OUTSOURCING MANAGED DETECTION & RESPONSE? HERE’S HOW TO FIND THE PERFECT PARTNER

Jan van Vliet, EMEA VP and GM at Digital Guardian

Despite increased technology spend and growing levels of regulation, financial services remain among the industries most vulnerable to cyberattack. Building a cybersecurity team with the capability to maximise the impact of today’s sophisticated detection and response platforms can be difficult. External threats are increasing in volume and sophistication, while internal breaches present another worrying area of risk. For security teams in retail and commercial banking, investment services and insurance, there is a clear and urgent need for digital innovation and data privacy controls.

These issues have been further exacerbated by the recent massive shift to remote working, which has placed thousands of users outside the corporate network. Organisations are also having to rethink data resilience strategies in the face of a significant activity uptick by external threat actors.

These emerging risks are very real. The widespread move to home working was almost immediately accompanied by an avalanche of malicious activity from opportunistic cyber criminals. Recent research revealed that organisations experienced a 41% increase in endpoint malware infections and a 27% jump in phishing attempts during the early stages of the pandemic.

With remote working set to become the norm for the long term, the growing need for a no-compromise data protection strategy means organisations are re-evaluating how they raise their game to prevent data loss or damage. But, since building a typical security operations centre (SOC) takes time, resources, and expertise, security teams are turning to outsourced Managed Detection and Response (MDR) providers to improve their ability to detect and respond to threats.


Defining the requirement
Before choosing an MDR provider, companies should take time to identify their unique needs. This includes consulting with all stakeholders to identify what assets (including end point assets, databases, applications, IP, content delivery) must be protected and if the technology stack in place is appropriate for a deployment.

Next, clear rules of engagement and SLAs must be defined and established, and because MDR isn’t a ‘passive’ service, this must be closely integrated with existing cyber security strategy. For example, processes covering how threat notifications from a MDR provider are escalated and actioned together with pathways for intelligence sharing and investigation requests will need to be defined. If there is limited internal capability to respond to potential incidents, to what extent will the provider be allowed to engage with the organisation’s environment – in other words, can they take action beyond simply quarantining endpoints?

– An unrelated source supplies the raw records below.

PR #1626, opened 2020-07-07
Enable download of complete Archival Storage Elasticsearch results as CSV and enables display of storage location

ross-spencer:
Enable download of complete Archival Storage Elasticsearch results as CSV and enables display of storage location

This series of commits adds two new features as well as tests to:

* Download the AIP Elasticsearch index as CSV.
* Enable display of storage location in the Archival Storage tab. 

Connected to archivematica/issues#1213
Connected to archivematica/issues#1214
Relies on https://github.com/artefactual/archivematica/pull/1625

### DIFF
--- a/src/archivematicaCommon/lib/elasticSearchFunctions.py
+++ b/src/archivematicaCommon/lib/elasticSearchFunctions.py
@@ -57,6 +57,18 @@ AIP_FILES_INDEX = "aipfiles"
 TRANSFERS_INDEX = "transfers"
 TRANSFER_FILES_INDEX = "transferfiles"
 
+ES_FIELD_AICID = "AICID"
+ES_FIELD_ACCESSION_IDS = "accessionids"
+ES_FIELD_AICCOUNT = "countAIPsinAIC"
+ES_FIELD_CREATED = "created"
+ES_FIELD_ENCRYPTED = "encrypted"
+ES_FIELD_FILECOUNT = "file_count"
+ES_FIELD_LOCATION = "location"
+ES_FIELD_NAME = "name"
+ES_FIELD_SIZE = "size"
+ES_FIELD_STATUS = "status"
+ES_FIELD_UUID = "uuid"
+
 
 class ElasticsearchError(Exception):
     """ Not operational errors. """
@@ -226,16 +238,17 @@ def _get_aips_index_body():
             DOC_TYPE: {
                 "date_detection": False,
                 "properties": {
-                    "name": {
+                    ES_FIELD_NAME: {
                         "type": "text",
                         "fields": {"raw": {"type": "keyword"}},
                         "analyzer": "file_path_and_name",
                     },
-                    "size": {"type": "double"},
-                    "uuid": {"type": "keyword"},
-                    "accessionids": {"type": "keyword"},
-                    "status": {"type": "keyword"},
-                    "file_count": {"type": "integer"},
+                    ES_FIELD_SIZE: {"type": "double"},
+                    ES_FIELD_UUID: {"type": "keyword"},
+                    ES_FIELD_ACCESSION_IDS: {"type": "keyword"},
+                    ES_FIELD_STATUS: {"type": "keyword"},
+                    ES_FIELD_FILECOUNT: {"type": "integer"},
+                    ES_FIELD_LOCATION: {"type": "keyword"},
                 },
             }
         },
@@ -263,7 +276,7 @@ def _get_aipfiles_index_body():
                     "AIPUUID": {"type": "keyword"},
                     "FILEUUID": {"type": "keyword"},
                     "isPartOf": {"type": "keyword"},
-                    "AICID": {"type": "keyword"},
+                    ES_FIELD_AICID: {"type": "keyword"},
                     "indexedAt": {"type": "double"},
                     "filePath": {
                         "type": "text",
@@ -274,7 +287,7 @@ def _get_aipfiles_index_body():
                     "origin": {"type": "text"},
                     "identifiers": {"type": "keyword"},
                     "accessionid": {"type": "keyword"},
-                    "status": {"type": "keyword"},
+                    ES_FIELD_STATUS: {"type": "keyword"},
                 },
             }
         },
@@ -287,16 +300,16 @@ def _get_transfers_index_body():
         "mappings": {
             DOC_TYPE: {
                 "properties": {
-                    "name": {
+                    ES_FIELD_NAME: {
                         "type": "text",
                         "fields": {"raw": {"type": "keyword"}},
                         "analyzer": "file_path_and_name",
                     },
-                    "status": {"type": "text"},
+                    ES_FIELD_STATUS: {"type": "text"},
                     "ingest_date": {"type": "date", "format": "dateOptionalTime"},
-                    "size": {"type": "long"},
-                    "file_count": {"type": "integer"},
-                    "uuid": {"type": "keyword"},
+                    ES_FIELD_SIZE: {"type": "long"},
+                    ES_FIELD_FILECOUNT: {"type": "integer"},
+                    ES_FIELD_UUID: {"type": "keyword"},
                     "accessionid": {"type": "keyword"},
                     "pending_deletion": {"type": "boolean"},
                 }
@@ -320,7 +333,7 @@ def _get_transferfiles_index_body():
                     "fileuuid": {"type": "keyword"},
                     "sipuuid": {"type": "keyword"},
                     "accessionid": {"type": "keyword"},
-                    "status": {"type": "keyword"},
+                    ES_FIELD_STATUS: {"type": "keyword"},
                     "origin": {"type": "keyword"},
                     "ingestdate": {"type": "date", "format": "dateOptionalTime"},
                     # METS.xml files in transfers sent to backlog will have ''
@@ -334,8 +347,8 @@ def _get_transferfiles_index_body():
                         "format": "dateOptionalTime",
                         "ignore_malformed": True,
                     },
-                    "created": {"type": "double"},
-                    "size": {"type": "double"},
+                    ES_FIELD_CREATED: {"type": "double"},
+                    ES_FIELD_SIZE: {"type": "double"},
                     "tags": {"type": "keyword"},
                     "file_extension": {"type": "keyword"},
                     "bulk_extractor_reports": {"type": "keyword"},
@@ -398,6 +411,7 @@ def index_aip_and_files(
     aips_in_aic=None,
     identifiers=None,
     encrypted=False,
+    location="",
     printfn=print,
 ):
     """Index AIP and AIP files with UUID `uuid` at path `path`.
@@ -478,21 +492,22 @@ def index_aip_and_files(
     printfn("Indexing AIP ...")
 
     aip_data = {
-        "uuid": uuid,
-        "name": name,
+        ES_FIELD_UUID: uuid,
+        ES_FIELD_NAME: name,
         "filePath": aip_stored_path,
-        "size": int(aip_size) / (1024 * 1024),
-        "file_count": files_indexed,
+        ES_FIELD_SIZE: int(aip_size) / (1024 * 1024),
+        ES_FIELD_FILECOUNT: files_indexed,
         "origin": get_dashboard_uuid(),
-        "created": created,
-        "AICID": aic_identifier,
+        ES_FIELD_CREATED: created,
+        ES_FIELD_AICID: aic_identifier,
         "isPartOf": is_part_of,
-        "countAIPsinAIC": aips_in_aic,
+        ES_FIELD_AICCOUNT: aips_in_aic,
         "identifiers": identifiers,
         "transferMetadata": aip_metadata,
-        "encrypted": encrypted,
-        "accessionids": accession_ids,
-        "status": STATUS_UPLOADED,
+        ES_FIELD_ENCRYPTED: encrypted,
+        ES_FIELD_ACCESSION_IDS: accession_ids,
+        ES_FIELD_STATUS: STATUS_UPLOADED,
+        ES_FIELD_LOCATION: location,
     }
 
     _wait_for_cluster_yellow_status(client)
@@ -552,11 +567,11 @@ def _index_aip_files(client, uuid, mets, name, identifiers=None, aip_metadata=No
         "filePath": "",
         "fileExtension": "",
         "isPartOf": is_part_of,
-        "AICID": aic_identifier,
+        ES_FIELD_AICID: aic_identifier,
         "METS": {"dmdSec": {}, "amdSec": {}},
         "origin": get_dashboard_uuid(),
         "accessionid": "",
-        "status": STATUS_UPLOADED,
+        ES_FIELD_STATUS: STATUS_UPLOADED,
     }
 
     # Index all files in a fileGrup with USE='original' or USE='metadata'.
@@ -739,13 +754,13 @@ def index_transfer_and_files(
     printfn("Indexing Transfer ...")
 
     transfer_data = {
-        "name": transfer_name,
-        "status": status,
+        ES_FIELD_NAME: transfer_name,
+        ES_FIELD_STATUS: status,
         "accessionid": accession_id,
         "ingest_date": ingest_date,
-        "file_count": files_indexed,
-        "size": int(size),
-        "uuid": uuid,
+        ES_FIELD_FILECOUNT: files_indexed,
+        ES_FIELD_SIZE: int(size),
+        ES_FIELD_UUID: uuid,
         "pending_deletion": pending_deletion,
     }
 
@@ -829,12 +844,12 @@ def _index_transfer_files(
                     "fileuuid": file_uuid,
                     "sipuuid": uuid,
                     "accessionid": accession_id,
-                    "status": status,
+                    ES_FIELD_STATUS: status,
                     "origin": dashboard_uuid,
                     "ingestdate": ingest_date,
-                    "created": create_time,
+                    ES_FIELD_CREATED: create_time,
                     "modification_date": modification_date,
-                    "size": size,
+                    ES_FIELD_SIZE: size,
                     "tags": [],
                     "file_extension": file_extension,
                     "bulk_extractor_reports": bulk_extractor_reports,
@@ -1205,7 +1220,10 @@ def search_all_results(client, body, index):
 
 
 def get_aip_data(client, uuid, fields=None):
-    search_params = {"body": {"query": {"term": {"uuid": uuid}}}, "index": AIPS_INDEX}
+    search_params = {
+        "body": {"query": {"term": {ES_FIELD_UUID: uuid}}},
+        "index": AIPS_INDEX,
+    }
 
     if fields:
         search_params["_source"] = fields
@@ -1364,7 +1382,7 @@ def get_transfer_file_info(client, field, value):
 
 
 def remove_backlog_transfer(client, uuid):
-    _delete_matching_documents(client, TRANSFERS_INDEX, "uuid", uuid)
+    _delete_matching_documents(client, TRANSFERS_INDEX, ES_FIELD_UUID, uuid)
 
 
 def remove_backlog_transfer_files(client, uuid):
@@ -1401,7 +1419,7 @@ def _remove_transfer_files(client, uuid, unit_type=None):
 
 
 def delete_aip(client, uuid):
-    _delete_matching_documents(client, AIPS_INDEX, "uuid", uuid)
+    _delete_matching_documents(client, AIPS_INDEX, ES_FIELD_UUID, uuid)
 
 
 def delete_aip_files(client, uuid):
@@ -1428,7 +1446,7 @@ def _delete_matching_documents(client, index, field, value):
 
 
 def _update_field(client, index, uuid, field, value):
-    document_id = _document_id_from_field_query(client, index, "uuid", uuid)
+    document_id = _document_id_from_field_query(client, index, ES_FIELD_UUID, uuid)
 
     if document_id is None:
         logger.error(
@@ -1442,7 +1460,7 @@ def _update_field(client, index, uuid, field, value):
 
 
 def mark_aip_stored(client, uuid):
-    _update_field(client, AIPS_INDEX, uuid, "status", STATUS_UPLOADED)
+    _update_field(client, AIPS_INDEX, uuid, ES_FIELD_STATUS, STATUS_UPLOADED)
 
 
 def mark_aip_deletion_requested(client, uuid):
@@ -1453,7 +1471,7 @@ def mark_aip_deletion_requested(client, uuid):
     :return: None.
     """
     _mark_deletion_request(
-        client, AIPS_INDEX, AIP_FILES_INDEX, "AIPUUID", uuid, "status", "DEL_REQ"
+        client, AIPS_INDEX, AIP_FILES_INDEX, "AIPUUID", uuid, ES_FIELD_STATUS, "DEL_REQ"
     )
 
 
--- a/src/archivematicaCommon/lib/storageService.py
+++ b/src/archivematicaCommon/lib/storageService.py
@@ -200,6 +200,46 @@ def get_location(path=None, purpose=None, space=None):
     return return_locations
 
 
+def location_description_from_slug(aip_location_slug):
+    """Retrieve the location resource description
+
+    The location slug can be retrieved by microservices using the
+    %AIPsStore%% argument. This helper enables easy access to the
+    resource description provided at the URL.
+
+    Example slugs:
+
+       * /api/v2/location/3e796bef-0d56-4471-8700-eeb256859811/
+       * /api/v2/location/default/AS/"
+
+    :param string aip_location: storage location URI slug
+    :return: storage service location description
+    :rtype: dict
+    """
+    API_SLUG = "/api/v2/"
+    JSON_MIME = "application/json"
+    CONTENT_TYPE_HDR = "content-type"
+    service_uri = _storage_service_url()
+    service_uri = service_uri.replace(API_SLUG, aip_location_slug)
+    response = {}
+    with ss_api_timer(function="get_location"):
+        response = _storage_api_session().get(service_uri)
+    if not response or response.status_code != 200:
+        LOGGER.warning(
+            "Cannot retrieve storage location description from storage service: %s",
+            response.status,
+        )
+        return {}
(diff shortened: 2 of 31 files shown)


src/dashboard/src/requirements/base.txt
```diff
@@ -39,16 +39,18 @@ lxml==3.5.0               # via -r base.in, metsrw
 metsrw==0.3.15            # via -r base.in
 mysqlclient==1.4.6        # via -r base.in, agentarchives
 ndg-httpsclient==0.5.1    # via -r base.in
+numpy==1.16.6             # via pandas
+pandas==0.24.2            # via -r base.in
```
sevein, line 43: Please don't see it as an objection but as a curiosity - the size of numpy + pandas together is near the size of the rest of our dependencies in dashboard, see https://gist.github.com/sevein/43bb237f7139e22c9f16e5bfddb69295.

src/archivematicaCommon/lib/storageService.py
```diff
@@ -200,6 +200,46 @@ def get_location(path=None, purpose=None, space=None):
...
+    """
+    API_SLUG = "/api/v2/"
+    JSON_MIME = "application/json"
+    CONTENT_TYPE_HDR = "content-type"
+    service_uri = _storage_service_url()
+    service_uri = service_uri.replace(API_SLUG, aip_location_slug)
+    response = {}
+    with ss_api_timer(function="get_location"):
+        response = _storage_api_session().get(service_uri)
+    if not response and response.status_code != 200:
```
tw4l: Should this `and` be an `or`? Or possibly `if not (response and response.status_code == 200):`? The parentheticals might not be the most idiomatic but I find sometimes they help to clarify intent.

src/archivematicaCommon/lib/elasticSearchFunctions.py
```diff
@@ -57,6 +57,18 @@
...
+ES_FIELD_ACCID = "accessionids"
+ES_FIELD_AICCOUNT = "countAIPsinAIC"
+ES_FIELD_CREATED = "created"
+ES_FIELD_ENCRYPTED = "encrypted"
+ES_FIELD_FILECOUNT = "file_count"
+ES_FIELD_LOCATION = "location"
+ES_FIELD_NAME = "name"
+ES_FIELD_SIZE = "size"
+ES_FIELD_STATUS = "status"
+ES_FIELD_UUID = "uuid"
```
tw4l: Nice!

src/archivematicaCommon/lib/elasticSearchFunctions.py
```diff
@@ -57,6 +57,18 @@
 TRANSFERS_INDEX = "transfers"
 TRANSFER_FILES_INDEX = "transferfiles"
 
+ES_FIELD_AICID = "AICID"
+ES_FIELD_ACCID = "accessionids"
```
tw4l: I might consider renaming this to something like `ES_FIELD_ACCESSION` or `ES_FIELD_ACCESSIONID` for the sake of readability -  `ES_FIELD_AICID` and `ES_FIELD_ACCID` are a bit easy to mistake for each other.

src/dashboard/src/components/archival_storage/views.py
```diff
@@ -186,32 +195,117 @@ def get_es_property_from_column_index(index, file_mode):
     return table_columns[file_mode][index]
 
 
+def _normalize_and_capitalize_csv_header():
+    """Capitalize the column headers of a Pandas DataFrame
+
+    Because the Archivematica code uses a mix of snake case, camel case
+    and not well formed variants of either plus all-caps we a dict
+    provides the lo-fi way to do this without changing significant parts
```
tw4l: This could use a bit of editing.

src/dashboard/src/components/archival_storage/views.py
```diff
@@ -186,32 +195,117 @@ def get_es_property_from_column_index(index, file_mode):
...
+    column_lookup[es.ES_FIELD_STATUS] = _("Status")
+    column_lookup["type"] = _("Type")
+    column_lookup[es.ES_FIELD_ENCRYPTED] = _("Encrypted")
+    column_lookup[es.ES_FIELD_LOCATION] = _("Location")
+    return column_lookup
+
+
+def search_as_csv(data_frame, file_name=CSV_FILE_NAME, mime_type=CSV_MIMETYPE):
+    if mime_type != CSV_MIMETYPE:
+        mime_type = CSV_MIMETYPE
```
tw4l: If mime_type is always `CSV_MIMETYPE`, I might consider removing mime_type from the function signature and deleting these lines, and then later in the function using the constant directly, e.g.:

```
    response = StreamingHttpResponse(
        data_frame.to_csv(
            encoding=ENCODING, quoting=csv.QUOTE_ALL, index=False, chunksize=1024
        ),
        content_type=CSV_MIMETYPE,
    )
    response[CONTENT_DISPOSITION_HDR] = CONTENT_DISPOSITION
    response[MIME_HDR] = "{}; charset={}".format(CSV_MIMETYPE, ENCODING)
```

src/dashboard/src/components/archival_storage/views.py
```diff
@@ -186,32 +195,117 @@ def get_es_property_from_column_index(index, file_mode):
...
+    for i, cell in enumerate(data_frame[ACCESSION_IDS_FIELD]):
+        normalized_value = FIELD_SEPARATOR.join(cell)
+        data_frame.at[i, ACCESSION_IDS_FIELD] = normalized_value
+    CREATED_FIELD = es.ES_FIELD_CREATED
+    data_frame[CREATED_FIELD] = data_frame[CREATED_FIELD].apply(str)
+    for i, cell in enumerate(data_frame[CREATED_FIELD]):
+        normalized_value = make_aware(
+            datetime.fromtimestamp(float(cell)), timezone=get_current_timezone()
+        )
+        data_frame.at[i, CREATED_FIELD] = normalized_value
```
tw4l: Given the aim of enabling future extensibility re: other download types besides CSV (which I think you've done a nice job of balancing here vs. the immediate needs of the project), I might consider moving the bits of this formatting code that would be identical for any file type - so likely date normalization but possibly not the accession number join, which seems tailored for CSV specifically - to `search_as_file`.

Another option might be to move each of these normalization steps to their own function that takes a DataFrame as input and returns a DataFrame with a particular column formatted, and then call them from `search_as_file` or `search_as_csv` as appropriate.

src/dashboard/src/components/archival_storage/views.py
```diff
@@ -186,32 +195,117 @@ def get_es_property_from_column_index(index, file_mode):
...
+    CONTENT_DISPOSITION = 'attachment; filename="{}"'.format(file_name)
+    for i, cell in enumerate(data_frame[ACCESSION_IDS_FIELD]):
+        normalized_value = FIELD_SEPARATOR.join(cell)
+        data_frame.at[i, ACCESSION_IDS_FIELD] = normalized_value
+    CREATED_FIELD = es.ES_FIELD_CREATED
+    data_frame[CREATED_FIELD] = data_frame[CREATED_FIELD].apply(str)
+    for i, cell in enumerate(data_frame[CREATED_FIELD]):
+        normalized_value = make_aware(
+            datetime.fromtimestamp(float(cell)), timezone=get_current_timezone()
+        )
```
tw4l, line 252: Nice!

src/dashboard/src/components/archival_storage/views.py
```diff
@@ -186,32 +195,117 @@ def get_es_property_from_column_index(index, file_mode):
...
+        data_frame.at[i, CREATED_FIELD] = normalized_value
+    data_frame.columns = [
+        _normalize_and_capitalize_csv_header().get(column_name, column_name)
+        for column_name in data_frame.columns
+    ]
```
tw4l: A comment clarifying purpose might be helpful here. Is it to translate the header row?

src/dashboard/src/components/archival_storage/views.py
```diff
@@ -186,32 +195,117 @@ def get_es_property_from_column_index(index, file_mode):
...
     :param request: Django request object.
     :return: A JSON object including required metadata for the datatable and
     the search results.
     """
+    REQUEST_FILE = "requestFile"
+    MIMETYPE = "mimeType"
+    RETURN_ALL = "returnAll"
+    FILE_NAME = "fileName"
+
+    # active = request.POST.get('active') == 'true'
```
tw4l: Can this be removed?

src/dashboard/src/components/archival_storage/views.py
```diff
@@ -186,32 +195,117 @@ def get_es_property_from_column_index(index, file_mode):
...
+    request_file = request.GET.get(REQUEST_FILE, "").lower() == "true"
+    file_mime = request.GET.get(MIMETYPE)
+    file_name = request.GET.get(FILE_NAME)
+
+    # Configure page-size requirements for the search.
+    PAGE_SIZE = 10
```
tw4l: Perhaps `DEFAULT_PAGE_SIZE` would be a better name?

src/dashboard/src/media/css/archival_storage.css
```diff
@@ -124,3 +124,12 @@ div.search-summary p {
...
 }
+
+#download-csv-btn {
+  float: right;
+}
+
+.button-text-span {
+  font-family: "Helvetica Neue", Helvetica, Arial, sans-serif;
+  font-size: 14px;
+}
```
tw4l: This can be deleted - identical styles for `.button-text-span` are already present on lines 119-122 (I know because I added them based on your feedback on my Archival Storage PR! :smile: )

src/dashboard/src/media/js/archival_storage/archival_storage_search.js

Undertaking this kind of detailed internal needs evaluation is essential for organisations that want to engage with providers that can offer the tools, capabilities, and services most appropriate to their specific environment and protection needs.


Provider evaluation
In an ideal world, the provider should be able to monitor user, system, and data events to identify suspicious behaviours, protect against malware, and prevent data compromise. In doing so, they should also deliver insight on everything from what critical systems have been affected and whether a third party represents an entrance vector for attacks, to production system downtime and whether data has been exfiltrated. This should include whether privileged user accounts are being leveraged for unauthorised access.

This should be accompanied by a list of documented use-cases the organisation expects a provider to address. These should include visibility (system, user, data), remediation and response (indicator blocking, malware removal, endpoint isolation) and forensics. Their effectiveness in dealing with these issues should be tested, using penetration or threat simulation services.

A good MDR provider will handle advanced threats – such as lateral movement by hackers, credential theft and escalation, and C2 activity – but won’t let less sophisticated attacks slip through its fingers either.

Finally, organisations should expect genuine human interaction with the provider’s security analysts. That means being wary of an over-reliance on dashboards, e-mails, or portals when it comes to alerting, investigating security events, case management and other activities.

At every stage, asking detailed questions about the standard practices and technologies vendors utilise should help companies benchmark and compare providers on how they would deal with a specific security incident.

Remember, not all MDR providers offer the same breadth of services, so it’s important to carefully assess all these issues in order to select a provider that represents the ideal fit for the organisation’s size, existing security controls and needs. Ultimately, it often comes down to human factors, threat-protection techniques, and process-based responses that make the difference between success and failure. Partnering with an MDR provider that can blend the right combination of technology, support and sexperience is key to optimising enterprise data security.